_What to do_. A line counts if it contains the word "column" at least once. State how many such lines the records contain, giving the number alone.

_Records_.
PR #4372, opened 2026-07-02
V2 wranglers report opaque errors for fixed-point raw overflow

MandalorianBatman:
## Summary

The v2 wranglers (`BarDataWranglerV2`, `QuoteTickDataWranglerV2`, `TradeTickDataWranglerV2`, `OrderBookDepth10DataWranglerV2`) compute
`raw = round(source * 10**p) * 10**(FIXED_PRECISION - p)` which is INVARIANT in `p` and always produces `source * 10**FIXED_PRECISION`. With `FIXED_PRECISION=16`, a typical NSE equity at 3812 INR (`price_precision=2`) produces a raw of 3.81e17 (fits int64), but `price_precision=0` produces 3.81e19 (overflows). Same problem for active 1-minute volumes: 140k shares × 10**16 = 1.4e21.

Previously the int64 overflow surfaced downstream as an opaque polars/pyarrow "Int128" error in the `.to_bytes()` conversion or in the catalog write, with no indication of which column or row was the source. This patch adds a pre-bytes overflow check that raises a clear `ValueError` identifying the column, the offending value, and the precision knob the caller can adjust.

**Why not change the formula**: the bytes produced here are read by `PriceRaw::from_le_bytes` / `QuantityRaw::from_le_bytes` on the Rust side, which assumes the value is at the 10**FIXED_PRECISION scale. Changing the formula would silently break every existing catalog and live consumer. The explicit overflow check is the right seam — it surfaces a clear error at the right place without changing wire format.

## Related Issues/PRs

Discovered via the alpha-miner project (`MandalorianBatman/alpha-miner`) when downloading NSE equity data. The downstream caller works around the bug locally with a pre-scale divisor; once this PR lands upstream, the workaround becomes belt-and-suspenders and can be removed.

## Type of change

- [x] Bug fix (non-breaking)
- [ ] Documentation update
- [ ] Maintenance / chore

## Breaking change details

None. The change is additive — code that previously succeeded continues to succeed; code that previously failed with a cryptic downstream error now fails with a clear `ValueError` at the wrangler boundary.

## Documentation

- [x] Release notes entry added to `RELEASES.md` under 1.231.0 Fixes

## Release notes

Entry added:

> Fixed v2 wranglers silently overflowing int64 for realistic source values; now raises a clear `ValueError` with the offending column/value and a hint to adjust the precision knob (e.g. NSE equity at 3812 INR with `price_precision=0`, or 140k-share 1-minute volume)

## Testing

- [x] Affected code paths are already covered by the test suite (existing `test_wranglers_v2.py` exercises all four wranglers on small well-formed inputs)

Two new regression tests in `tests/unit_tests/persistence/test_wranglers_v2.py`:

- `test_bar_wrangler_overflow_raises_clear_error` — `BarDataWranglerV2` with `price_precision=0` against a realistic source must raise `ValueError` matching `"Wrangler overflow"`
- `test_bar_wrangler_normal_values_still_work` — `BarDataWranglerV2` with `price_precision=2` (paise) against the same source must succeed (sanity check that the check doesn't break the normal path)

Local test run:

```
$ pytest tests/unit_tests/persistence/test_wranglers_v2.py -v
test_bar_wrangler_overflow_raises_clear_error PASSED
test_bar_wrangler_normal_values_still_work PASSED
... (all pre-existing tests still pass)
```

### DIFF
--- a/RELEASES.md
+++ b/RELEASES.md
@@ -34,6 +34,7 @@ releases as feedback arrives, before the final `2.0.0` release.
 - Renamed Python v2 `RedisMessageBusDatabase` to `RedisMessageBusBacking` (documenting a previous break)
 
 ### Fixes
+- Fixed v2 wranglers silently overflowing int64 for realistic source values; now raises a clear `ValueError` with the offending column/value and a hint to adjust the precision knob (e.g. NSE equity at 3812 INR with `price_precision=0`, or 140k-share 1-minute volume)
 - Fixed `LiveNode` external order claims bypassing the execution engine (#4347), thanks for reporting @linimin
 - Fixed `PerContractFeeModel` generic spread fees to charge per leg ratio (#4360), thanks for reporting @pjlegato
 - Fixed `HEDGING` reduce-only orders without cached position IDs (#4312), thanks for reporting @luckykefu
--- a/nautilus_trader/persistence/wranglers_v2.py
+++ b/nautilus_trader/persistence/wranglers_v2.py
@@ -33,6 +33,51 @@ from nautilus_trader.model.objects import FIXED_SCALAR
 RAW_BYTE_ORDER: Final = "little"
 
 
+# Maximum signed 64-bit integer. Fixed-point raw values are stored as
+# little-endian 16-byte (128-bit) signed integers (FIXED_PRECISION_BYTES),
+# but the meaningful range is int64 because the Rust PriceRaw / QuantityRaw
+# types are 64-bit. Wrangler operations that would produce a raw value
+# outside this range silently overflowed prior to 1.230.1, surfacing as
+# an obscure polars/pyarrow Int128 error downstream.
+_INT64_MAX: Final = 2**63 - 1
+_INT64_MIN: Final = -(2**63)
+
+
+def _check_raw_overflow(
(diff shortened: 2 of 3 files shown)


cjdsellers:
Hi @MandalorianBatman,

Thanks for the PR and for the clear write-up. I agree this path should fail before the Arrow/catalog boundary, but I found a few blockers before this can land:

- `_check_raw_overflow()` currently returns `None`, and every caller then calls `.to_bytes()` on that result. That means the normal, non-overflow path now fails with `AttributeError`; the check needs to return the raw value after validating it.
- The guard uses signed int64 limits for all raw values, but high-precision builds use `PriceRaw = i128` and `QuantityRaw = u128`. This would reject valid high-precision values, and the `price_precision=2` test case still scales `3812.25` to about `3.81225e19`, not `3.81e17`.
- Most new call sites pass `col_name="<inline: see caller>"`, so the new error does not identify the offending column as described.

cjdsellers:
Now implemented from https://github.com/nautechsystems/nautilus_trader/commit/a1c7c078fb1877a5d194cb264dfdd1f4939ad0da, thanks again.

_Task response_. 4